The Canterbury Tales (1972) contains eight of Geoffrey Chaucer's 14th-century tales, and includes all Chaucer's bawdy humor, lustiness, and sexual behavior - with an added-on scene in Hell where sinful friars are being punished by the Devil (Citti) - all presented in an explicit manner with plentiful nudity. The Canterbury Tales was banned in Italy. As with The Decameron, composer Ennio Morricone (A Fistful of Dollars, The Good, the Bad and the Ugly, The Battle of Algiers) collaborated with Pasolini on selecting music for the soundtrack.

Arabian Nights (1974), set in a land filled with amorous adventures, tells of a man, unlucky in love, who goes on a long trip searching for his beloved. Meeting other travelers along the way, he is told a series of wondrous tales of demons, beautiful slaves, wealthy rulers, and hot, licentious women all aromp together. Shot in exotic locations throughout the Middle East and, as with The Decameron and The Canterbury Tales, starring many local non-professional actors with strikingly authentic-looking faces along with Citti and other actors who had appeared in the other two films including Ninetto Davoli, Franca Sciutto, and Elisabetta Genovese. It has a marvelous, original Morricone score.

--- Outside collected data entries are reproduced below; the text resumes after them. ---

PR #1750, opened 2024-04-29
[17.0][MIG] partner_contact_type_end_user

Deriman-Alonso:
Standart Migration.


CRogos (commented):
Could you fix the commit naming and merge the yellow marked according to the migration guide?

All, Video: 1.85:1. The Decameron and Arabian Nights, Audio: Italian LPCM Mono. Audio, The Canterbury Tales Italian LPCM Mono, English Dolby Digital Mono. The Decameron, Extras: "On the Decameron" new visual essay by film scholar Patrick Rumble, author of "Pier Paolo Pasolini's Trilogy of Life," The Lost Body of Alibech 45 minute documentary about a lost sequence which was shot in Yemen, "Via Pasolini" collection of excerpts from archival interviews with the director. The Canterbury Tales, Extras: new video interview with Sam Rohdie, author of "The Passion of Pier Paolo Pasolini," Pasolini and the Secret Humiliation of Chaucer 48 minute documentary, English-language opening and closing credits and various short inserts, new video interview with Morricone, new video interview with production designer Dante Ferretti who worked on each of the films. Arabian Nights, Extras: short archive director's introduction, new visual essay by British writer and film critic Tony Rayns, Pasolini and the Form of the City short documentary by Pasolini and Paolo Brunatto about the Italian cities of Orte and Dabaudia, 22 minutes of scenes deleted from the 155-minute version of Arabian Nights, illustrated booklet featuring essays by critic Colin MacCabe, Pasolini's 1975 article "Trilogy of Life Rejected," excerpts from the director's Berlin Film Festival press conference for The Canterbury Tales, and a report from the set of Arabian Nights by critic Gideon Bachmann. Studio: The Criterion Collection.